Statements can be in any order in a policy.
Name | Description |
---|---|
explicit deny | A statement defines effect="deny". All requests for resources to which the statement applies are denied. No permission is returned. |
allow | A statement defines effect="allow". All requests for resources to which the statement applies are allowed. |
default deny | Conditions defined in a statement are not met. Requests are denied. |
URL Validation Settings¶
OBS is charged based on the services that you use. To prevent user data from being stolen, OBS supports URL validation based on HTTP headers.

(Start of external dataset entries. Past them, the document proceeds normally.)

Issue #2898, opened 2019-08-01
Utf8JsonReader docs should mention that some properties are non-validating


GrabYourPitchforks:
/cc @ahsonkhan @bartonjs to get their opinions on this wording.

The properties [`Utf8JsonReader.ValueSpan`](https://docs.microsoft.com/en-us/dotnet/api/system.text.json.utf8jsonreader.valuespan) and [`Utf8JsonReader.ValueSequence`](https://docs.microsoft.com/en-us/dotnet/api/system.text.json.utf8jsonreader.valuesequence) do not always contain well-formed data. For example, if the binary input to the `Utf8JsonReader` type contains ill-formed UTF-8 strings, the APIs will not detect this error until the caller attempts to materialize the string via the [`Utf8JsonReader.GetString`](https://docs.microsoft.com/en-us/dotnet/api/system.text.json.utf8jsonreader.getstring) method. If the consumer does not query this method and instead relies solely on `ValueSequence` / `ValueSpan`, there's the possibility that ill-formed UTF-8 data could make its way into the application.

This behavior is by-design. However, since it has potential security and reliability implications, it should probably be called out in the _Remarks_ section for the `ValueSequence` / `ValueSpan` properties. If there's other validation that the `Get*` APIs would normally perform that are skipped by these raw property getters, that should also be called out in the same section.

PR #3142, opened 2019-09-09
Update Utf8JsonReader ValueSpan, Sequence, and ValueTextEquals docs.

ahsonkhan:
Fixes https://github.com/dotnet/dotnet-api-docs/issues/2898

Also, other fixes around consistency and correctness.

cc @mairaw, @GrabYourPitchforks, @carlossanlop

### DIFF
--- a/xml/System.Text.Json/Utf8JsonReader.xml
+++ b/xml/System.Text.Json/Utf8JsonReader.xml
@@ -386,7 +386,7 @@ This method only creates a DateTime representation of JSON strings that conform 
         
 -or-
         
-The entire UTF-8 encoded token value cannot be parsed to a <xref:System.DateTime> value.</exception>
+The entire UTF-8 encoded token value cannot be parsed to a <see cref="System.DateTime" /> value.</exception>
         <altmember cref="P:System.Text.Json.Utf8JsonReader.TokenType" />
       </Docs>
     </Member>
@@ -423,7 +423,7 @@ This method only creates a DateTimeOffset representation of JSON strings that co
 
 -or-
         
-The entire UTF-8 encoded token value cannot be parsed to a <xref:System.DateTimeOffset> value.</exception>
+The entire UTF-8 encoded token value cannot be parsed to a <see cref="System.DateTimeOffset" /> value.</exception>
         <altmember cref="P:System.Text.Json.Utf8JsonReader.TokenType" />
       </Docs>
     </Member>
@@ -502,7 +502,7 @@ The entire UTF-8 encoded token value cannot be parsed to a <xref:System.DateTime
         
 -or-
 
-The entire UTF-8 encoded token value cannot be parsed to a <xref:System.Guid> value.</exception>
+The entire UTF-8 encoded token value cannot be parsed to a <see cref="System.Guid" /> value.</exception>
         <altmember cref="P:System.Text.Json.Utf8JsonReader.TokenType" />
       </Docs>
     </Member>
@@ -786,11 +786,7 @@ The JSON token value represents a number less than <see cref="F:System.UInt32.Mi
             
 -or-
 
-The JSON token value represents a number less than <see cref="F:System.UInt64.MinValue" /> or greater than <see cref="F:System.UInt64.MaxValue" />
-
--or-
-
-The entire UTF-8 encoded token value cannot be parsed to a <xref:System.UInt64> value.</exception>
+The JSON token value represents a number less than <see cref="F:System.UInt64.MinValue" /> or greater than <see cref="F:System.UInt64.MaxValue" />.</exception>
         <altmember cref="P:System.Text.Json.Utf8JsonReader.TokenType" />
       </Docs>
     </Member>
@@ -1516,7 +1512,7 @@ The current depth exceeds the recursive limit set by the maximum depth.</excepti
 
 ## Remarks
 
-If the JSON is provided within a ReadOnlySequence&lt;byte&gt; and the slice that represents the token value fits in a single segment, then <see cref="P:System.Text.Json.Utf8JsonReader.ValueSpan" /> contains the sliced value since it can be represented as a span. Otherwise, `ValueSequence` contains the token value.
+If the JSON is provided within a ReadOnlySequence&lt;byte&gt; and the slice that represents the token value fits in a single segment, then <xref:System.Text.Json.Utf8JsonReader.ValueSpan> contains the sliced value since it can be represented as a span. Otherwise, `ValueSequence` contains the token value.
 
 If <xref:System.Text.Json.Utf8JsonReader.HasValueSequence> is `false`, `ValueSequence` is empty. 
 Therefore, only access `ValueSequence` if <xref:System.Text.Json.Utf8JsonReader.HasValueSequence> is `true`.
@@ -1559,7 +1555,7 @@ Since this property returns the raw bytes, avoid using it for text comparison. I
 
 ## Remarks
 
-If the JSON is provided within a ReadOnlySequence&lt;byte&gt; and the slice that represents the token value fits in a single segment, then `ValueSpan` contains the sliced value since it can be represented as a span. Otherwise, <see cref="P:System.Text.Json.Utf8JsonReader.ValueSequence" /> contains the token value.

OBS also supports both whitelist and blacklist settings.
Whitelist settings
Users can set a whitelist to allow requests from the websites added in the whitelist and deny requests from any other website.
For the requests that are initialized from browsers' address boxes, that is, those HTTP requests with a blank referer, users can add the ${null} field to "aws:Referer" of Condition to specify whether to allow the requests with a blank referer.
Set a whitelist based on the following policy setting:
"Statement": [ {"Sid": "1", "Effect": "Allow", "Principal": {"CanonicalUser":["*"]}, "Action": "s3:*", "Resource":["arn:aws:s3:::bucket/*"], }, {"Sid": "2", "Effect": "Deny", "Principal":{"CanonicalUser":["*"]}, "Action": ["s3:*"], "Resource": ["arn:aws:s3:::bucket/*"], "Condition":{ "StringNotEquals":{ "aws:Referer": ["www.example01.com","${null}"] } } } ]
If you set a whitelist in this way, you can perform operations on resources in buckets only when the value of the referer parameter is www.example01.com or is blank.
Blacklist settings
You can refer to the following policy settings to set a blacklist for access.
"Statement": [ {"Sid":"1", "Effect":"Deny", "Principal":{"CanonicalUser":["*"]}, "Action":["s3: *"], "Resource":["arn:aws:s3:::bucket/*"], "Condition":{ "StringEquals":{ "aws:Referer":["www.example01.com", "www.example02.com"] } } } ]
If you set a blacklist in this way, you cannot perform operations on resources in buckets when the value of the referer parameter is www.example01.com or www.example02.com.